DOI: https://doi.org/10.52403/ijrr.20260710

Long-Term Follow-Up of a Child with Congenital Toxoplasmosis: A Case Report

Abi Andayu1, Asrawati Nurdin1,2, Rinang Mariko1,2

1Department of Child Health, Faculty of Medicine, Universitas Andalas, Padang, West Sumatra, Indonesia
2Department of Maternal and Child Health, Dr. M. Djamil Hospital, Padang, West Sumatra, Indonesia

Corresponding Author: Abi Andayu

ABSTRACT

Congenital toxoplasmosis is a parasitic infection caused by vertical transmission of Toxoplasma gondii from an infected pregnant woman to the fetus via the transplacental route.
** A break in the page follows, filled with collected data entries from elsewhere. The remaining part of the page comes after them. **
PR #1603, opened 2020-01-16
Add warning message in cli logs when dcv port is open to 0.0.0.0/0

demartinofra:
Add warning message in cli logs when dcv port is open to 0.0.0.0/0

Codecov: https://codecov.io/gh/aws/aws-parallelcluster

### DIFF
--- a/cli/pcluster/cli.py
+++ b/cli/pcluster/cli.py
@@ -83,6 +83,7 @@ def create_ami(args):
 
 def config_logger():
     logger = logging.getLogger("pcluster")
+    file_only_logger = logging.getLogger("cli_log_file")
     logger.setLevel(logging.DEBUG)
 
     log_stream_handler = logging.StreamHandler(sys.stdout)
@@ -99,8 +100,9 @@ def config_logger():
 
     log_file_handler = RotatingFileHandler(logfile, maxBytes=5 * 1024 * 1024, backupCount=1)
     log_file_handler.setLevel(logging.DEBUG)
-    log_file_handler.setFormatter(logging.Formatter("%(asctime)s - %(levelname)s - %(name)s - %(message)s"))
+    log_file_handler.setFormatter(logging.Formatter("%(asctime)s - %(levelname)s - %(module)s - %(message)s"))
     logger.addHandler(log_file_handler)
+    file_only_logger.addHandler(log_file_handler)
 
 
 def _addarg_config(subparser):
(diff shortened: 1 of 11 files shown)


cli/pcluster/config/validators.py
```diff
@@ -28,6 +29,15 @@
     get_supported_os,
 )
 
+LOGFILE_LOGGER = logging.getLogger("cli_log_file")
+
+DCV_MESSAGES = {
+    "warnings": {
+        "access_from_world": "With this configuration you are opening dcv port ({port}) to the word (0.0.0.0/0). "
```
lukeseawalker: word/world

demartinofra: nice catch. thanks!

cli/pcluster/cli.py
```diff
@@ -99,8 +100,9 @@ def config_logger():
 
     log_file_handler = RotatingFileHandler(logfile, maxBytes=5 * 1024 * 1024, backupCount=1)
     log_file_handler.setLevel(logging.DEBUG)
-    log_file_handler.setFormatter(logging.Formatter("%(asctime)s - %(levelname)s - %(name)s - %(message)s"))
+    log_file_handler.setFormatter(logging.Formatter("%(asctime)s - %(levelname)s - %(module)s - %(message)s"))
```
ddeidda: Just out of curiosity, what is the goal of this change?

cli/pcluster/config/validators.py
```diff
@@ -237,6 +247,13 @@ def dcv_enabled_validator(param_key, param_value, pcluster_config):
         if get_partition() not in get_supported_dcv_partition():
             errors.append("NICE DCV is not supported in the selected region '{0}'".format(get_region()))
 
+        if pcluster_config.get_section("dcv").get_param_value("access_from") == "0.0.0.0/0":
```
ddeidda: Minor, could we use a meaningful utils constant name like CIDR_ALL_IPS?

cli/tests/requirements.txt
```diff
@@ -5,4 +5,4 @@ pytest-datadir
 pytest-html
 pytest-mock
 assertpy
-discover # Needed for Python 2.6 compatibility
+codecov
```
ddeidda: Should we maybe split this part about codecov on a separate commit?

cli/pcluster/cli.py
demartinofra: It's to always have the name of the module that originated the log record rather than the name of the logger that can be arbitrary

cli/pcluster/config/validators.py
demartinofra: done

cli/pcluster/constants.py
```diff
@@ -0,0 +1,14 @@
+# Copyright 2020 Amazon.com, Inc. or its affiliates. All Rights Reserved.
```
ddeidda: Good idea, better than in the utils file.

Without timely treatment, it can lead to significant long-term morbidity. We report a 12-month longitudinal follow-up (October 2024 – October 2025) of a 3-month-old male infant initially admitted with bronchopneumonia. Comprehensive evaluation revealed the classic triad of congenital toxoplasmosis: chorioretinitis, hydrocephalus, and multiple intracranial calcifications. The infant was born prematurely at 32–33 weeks of gestation with a history of maternal exposure to Toxoplasma gondii through contaminated water. Diagnosis was confirmed by persistently elevated IgG anti-Toxoplasma >300 IU/mL beyond 12 months of age and CT scan findings of hydrocephalus with multiple cerebral calcifications. Co-infection with cytomegalovirus (CMV) was detected by urine PCR. Cotrimoxazole (TMP-SMX) was used as an alternative first-line regimen given the unavailability of pyrimethamine and sulfadiazine. The child underwent ventriculoperitoneal (VP) shunt placement for hydrocephalus and extracapsular cataract extraction (ECCE) of the right eye. Over 12 months of follow-up, physical growth improved in accordance with age, but developmental delay persisted across all domains of the Denver II assessment. Valganciclovir therapy for CMV co-infection could not be initiated due to drug unavailability. This case highlights the critical importance of long-term multidisciplinary follow-up and active family engagement in managing congenital toxoplasmosis.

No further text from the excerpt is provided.